Flink Applicative overview
This document outlines how Fluss, integrates with Flink to optimize performance and data handling. Key benefits include:
- Reduced state size for faster backups and checkpoints
- Lower memory usage
- Seamless integration with historical data
The following Flink features and patterns were implemented for smooth Fluss integration:
- first_row merge type
- Delta join
- Lookup join
- Materialized table
- Union read
Note: The Spark component is omitted, as it only involves a basic batch job and was not the main focus of this project.
1. Merge Type : first_row
The first_row merge type is used to retrieve the first event for a customer. This approach retains the initial insert for a given primary key. Given that the bucket retention time is set to 7 days, only data within this window is accessible.
Note: Tightly coupling technical retention time to a domain rule is clearly not a good practice and should be changed.
2. Lookup Join
A lookup join is performed when a table is joined with another table queried from an external system.

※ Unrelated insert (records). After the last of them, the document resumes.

Issue #6993, opened 2026-02-11
sort op doesn't use memory config


rpavlovicTT:
https://github.com/tenstorrent/tt-mlir/blob/48522b8451d31157463c6c1b4faf1da9517a1d95/lib/Target/TTNN/TTNNToFlatbuffer.cpp#L2358..L2365

We should create memory config based on the output tensor like in other ops.

PR #7186, opened 2026-02-24
Fix sort op memory config in flatbuffer

bmalesevicTT:
### Ticket
#6993 

### Problem description
In step of converting TTNN-IR to flattbuffer, the sort op was only using the memory config if it was explicitly set on the op attribute. If no explicit memory config was set, it passed 0 (null) to the flatbuffer.

### What's changed
Create a memory config based on the output tensor type (like other ops do) when no explicit memory config is set on the op.
This almost matches the standard pattern used by other ops like Pool2d, Slice, Repeat, Typecast, etc. but Sort has multiple results so we specifically take the first result ("getValues()") output tensor type. Now there is an overload to pass the result Value explicitly.

### Checklist

### DIFF
--- a/lib/Target/TTNN/TTNNToFlatbuffer.cpp
+++ b/lib/Target/TTNN/TTNNToFlatbuffer.cpp
@@ -3245,7 +3245,9 @@ createOp(FlatbufferObjectCache &cache, NLPCreateQKVHeadsDecodeOp op) {
 
                                   /*local_shape*/ std::nullopt);
 
-  auto memoryConfig = getMemoryConfigIfNeeded(cache, op, op.getQuery());
+  auto memoryConfig = op.getMemoryConfig()
+                          ? toFlatbuffer(cache, op.getMemoryConfig().value())
+                          : 0;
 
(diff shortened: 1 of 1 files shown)


lib/Target/TTNN/TTNNToFlatbuffer.cpp
```diff
@@ -2418,12 +2397,16 @@ createSortOp(FlatbufferObjectCache &cache, SortOp op) {
...
   bool stable = op.getStable();
-  std::optional<mlir::tt::ttnn::MemoryConfigAttr> memoryConfig =
-      op.getMemoryConfig();
 
-  return ::tt::target::ttnn::CreateSortOpDirect(
-      *cache.fbb, in, dim, descending, stable,
-      (memoryConfig ? toFlatbuffer(cache, memoryConfig.value()) : 0), &outputs);
+  // Could not use template function since SortOp has multiple results with
+  // specific getters
+  auto memoryConfig =
```
sdjordjevicTT: Can we, instead of scattering this logic all over the place, improve our template function or create a new one that will help with ops that have more than one output?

In this implementation, the lookup join enriches order data with corresponding customer information.
3. Delta Join
In brief, a delta join enables joining with a "remote" state using a key lookup mechanism, which avoids data duplication between the streaming layer and Flink worker state.

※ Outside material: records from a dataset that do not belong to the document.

PR #1376, opened 2024-03-01
Increase toast functionailty #355

joshuadkitenge:
## Description
Allowed the toast to be shown if the show variable in the payload is "true".
Allowed all the toasts to be remove using esc

## Testing instructions

- [ ] Review code
- [ ] Check Actions build
- [ ] {more steps here}

## Agile board tracking
closes /ral-facilities/inventory-management-system/issues/355


src/state/middleware/scigateway.middleware.tsx
```diff
@@ -169,9 +169,11 @@ export const listenToPlugins = (
 
             // If "instant" is not used, by default we only show "warning" and "error" messages.
             if (pluginMessage.detail.payload.severity !== undefined) {
-              const { severity, message } = pluginMessage.detail.payload;
+              const { severity, message, show } = pluginMessage.detail.payload;
```
joelvdavies, line 172: Could you add a comment just to explain what this is for. Also should the name be more like `showSuccessToasts`/`showAllToasts` as giving a value of false will have no effect on errors. I guess it could even be changed to show only errors when show is `undefined` and otherwise just use that value so its configurable for all, in that case a name change wouldn't be necessary as it would just be an override.

src/state/middleware/scigateway.middleware.tsx
```diff
@@ -169,9 +169,14 @@ export const listenToPlugins = (
 
             // If "instant" is not used, by default we only show "warning" and "error" messages.
             if (pluginMessage.detail.payload.severity !== undefined) {
-              const { severity, message } = pluginMessage.detail.payload;
+              const { severity, message, showAllToasts } =
+                pluginMessage.detail.payload;
 
-              if (severity !== 'success') {
+              if (showAllToasts !== 'true' && severity !== 'success') {
+                // Shows all toasts messages expect for the success the toasts messages
```
joelvdavies, line 176:
```suggestion
                // Shows all toasts messages except for the success messages
```

joshuadkitenge:
I couldn't get the dispatchEvent working on cypress so I trigger a plugin error and clear that with escape for the e2e test

src/pageContainer.component.tsx
```diff
@@ -19,6 +20,26 @@ const PageContainer = (): React.ReactElement => {
   const theme = useTheme();
   const isViewportMdOrLarger = useMediaQuery(theme.breakpoints.up('md'));
 
+  React.useEffect(() => {
+    const clearToasts = (): void => {
+      toastr.clean();
```
joelvdavies, line 25: Is it not possible to mock `toastr` with `jest.mock`, and then check this is called to cover these lines?

joshuadkitenge: No, all of the configuration of the toasts (listening to the plugins) is done in the app.tsx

Here, the first_customer_touch_event stream is joined with customer data stored in Fluss.
For further technical details, refer to Fluss Delta Joins Documentation, it is really well explained.
4. Materialized Table
Materialized tables address the challenge of unifying batch and streaming data. To make a table usable by a streaming layer, a scheduled or streaming job fetches data from the "cold" layer to the "hot" layer.
Here the data ingested by the spark job to the existing_namespace.campaign table should be periodically extracted and synced to the streaming storage.

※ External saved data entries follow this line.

PR #1380, opened 2024-03-12
Migrate from CRA to Vite #1379

### LINKED ISSUE #1379: Migrate CRA to Vite
Create react app has not been maintained since April 2022. Similar to https://github.com/ral-facilities/inventory-management-system/pull/348 but will not require the MSW v2 changes. Should also replace the eslint plugin similarly to https://github.com/ral-facilities/inventory-management-system/pull/372.

joelvdavies:
## Description

Replaces CRA with Vite. Used the default settings that create-vite would have generated in the tsconfig. The only real change caused by that is a requirement of underscores on some unused variable & I removed the props on the footer as they weren't either (`noUnusedParameters`).

## Notes
- `react-redux-toastr` was incompatible (it used jsx in .js file) using old version, so upgraded v7.6.2 -> v7.6.13 which fixed
- Had an issue with `clearInterval` in `routing.component.test.tsx` not being defined which was fixed by https://github.com/testing-library/react-testing-library/issues/1198
- Timers behave slightly differently to before, requiring `{ shouldAdvanceTime: true }` in some `useFakeTimers`
- Unlike https://github.com/ral-facilities/inventory-management-system/pull/348, images could remain inside the src folder as it is not built in library mode and are exported correctly to dist/assets as a result
- Currently an issue with App.test.tsx due to the axios `__mock__` not having `expect.getState()` assigned as expected - fixed by mocking inside the test file itself (the token storage mock also needed to be hoisted to run correctly as it needed to be done before imports - see description here https://vitest.dev/api/vi#vi-hoisted)
- Like on https://github.com/ral-facilities/inventory-management-system/pull/348 cypress-failed-log has been removed
- Replaces  `eslint-config-react-app` with `eslint-plugin-react`, `eslint-plugin-testing-library` and `eslint-plugin-react-hooks` like https://github.com/ral-facilities/inventory-management-system/pull/372
- Removes `react-app-polyfill` and `custom-event-polyfill` (IE is no longer supported anyway, also see https://vitejs.dev/guide/build#browser-compatibility, we could use @vitejs/plugin-legacy if required)
- Uses `browserslist-to-esbuild` to add support for browserslist (View the currently targeted builds using `npx browserslist-to-esbuild`)

> [!WARNING]  
> The `index.html` has moved out of the `public` folder into the root, so `docker-ims` needs to be updated on gitlab as the title can no longer be replaced as it used to be, and instead will be in `/dist` after being built. Likely also effects any ansible config.

## Testing instructions

- [ ] Review code
- [ ] Check Actions build
- [ ] Test against other front ends

## Agile board tracking
Closes #1379


src/adminPage/adminPage.component.tsx
```diff
@@ -59,7 +59,10 @@ const AdminPage = (props: AdminPageProps): ReactElement => {
       location.pathname.startsWith(adminRoutes[key])
     ) ??
       (props.adminPageDefaultTab &&
-      adminRoutes.hasOwnProperty(props.adminPageDefaultTab)
+      Object.prototype.hasOwnProperty.call(
```
louise-davies, line 62: I don't like this call signature. Can we switch to using `Object.hasOwn` instead? Browser compatibility seems good since we're dropping IE with this PR anyway.

src/mainAppBar/pageLinks.component.tsx
```diff
@@ -36,7 +35,8 @@ function PageLinks(): JSX.Element {
 
   function navigateToAdminPage(): void {
     const targetRoute =
-      adminPageDefaultTab && adminRoutes.hasOwnProperty(adminPageDefaultTab)
+      adminPageDefaultTab &&
+      Object.prototype.hasOwnProperty.call(adminRoutes, adminPageDefaultTab)
```
louise-davies, line 39: Change to `.hasOwn`

vite.config.ts
```diff
@@ -0,0 +1,84 @@
...
+
+  // Allow hot reloading of json files in public folder when in development
+  if (env.NODE_ENV === 'development') plugins.push(jsonHMR());
+
+  return {
+    plugins: plugins,
+    server: {
+      port: 3000,
+      // Don't open by default as Dockerfile wont run as it can't find a display
+      open: false,
```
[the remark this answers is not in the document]
louise-davies: In fact, setting this to false doesn't actually mean anything, as currently it opens up for me just fine as it is!

louise-davies (commented):
Seems to be working ok, need to test with e.g. OG properly but I'll wait until my previous comments are addressed for a final review

src/adminPage/adminPage.component.tsx
joelvdavies: Yeah me neither, thanks for that 😄

vite.config.ts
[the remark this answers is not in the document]
joelvdavies: Yeah this is from IMS - in the package.json we actually use `vite dev --open` which overrides this which is why it still works for dev. This just overwrites the value. Thinking about it though I never needed to do this, as I could have just used `--open false` in the command in the docker container anyway so I will update them both and remove this from OG too.

louise-davies (dismissed):
LGTM and it's working well with OG. However, I don't want to merge this yet before we're ready to make the necessary deployment changes (e.g. scigateway-ansible).

I can probably make a branch for the changes for `scigateway-ansible` to support this work and merge it in once we are ready to switch to v3.x.x in production.

I've created an issue in scigateway-ansible: ral-facilities/scigateway-ansible#10

joshdimanteto (dismissed):
LGTM, tested with IMS

joelvdavies:
Note: Vite v6 support added to react router v7 (So still using v5 here)

joshdimanteto (dismissed):
LGTM, tested with IMS

package.json
louise-davies, line 1: Based on the commit name, it seems like you wanted to change the browserslist config to default but that has not been committed

joelvdavies: Thanks, vscode must have been slow at saving it.

louise-davies (changes requested):
Just realised there's a lingering reference to `build` instead of `dist` - in `.github/workflows/release-build.yml`, on this step:

```
 - name: Create tarball
        run: |
          mv build scigateway-$TAG_NAME
          tar -czf scigateway-$TAG_NAME.tar.gz scigateway-$TAG_NAME
```

We need to switch the `mv build` to `mv dist` as otherwise the built code won't get bundled for the release tar

louise-davies (approved):
LGTM - I have deployed this on `datagateway-dseg` and it works well :)

joshdimanteto (approved):
Tested with operations gateway and IMS. LGTM

louise-davies:
@joelvdavies I think this is ready to go in now that I've tested deploying it and the corresponding DataGateway PR got merged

Note: A configuration issue was encountered, as the job executed only once and did not continue as scheduled. I did not throughly investigated whether it was an issue coming from Fluss or Flink
5. Union Read
Disclaimer: This feature was not thoroughly verified in this project, but it is highly relevant. Union read allows querying both the stream (with the freshest data) and historical data. While performance should be monitored, the potential of this tool is significant and worth highlighting.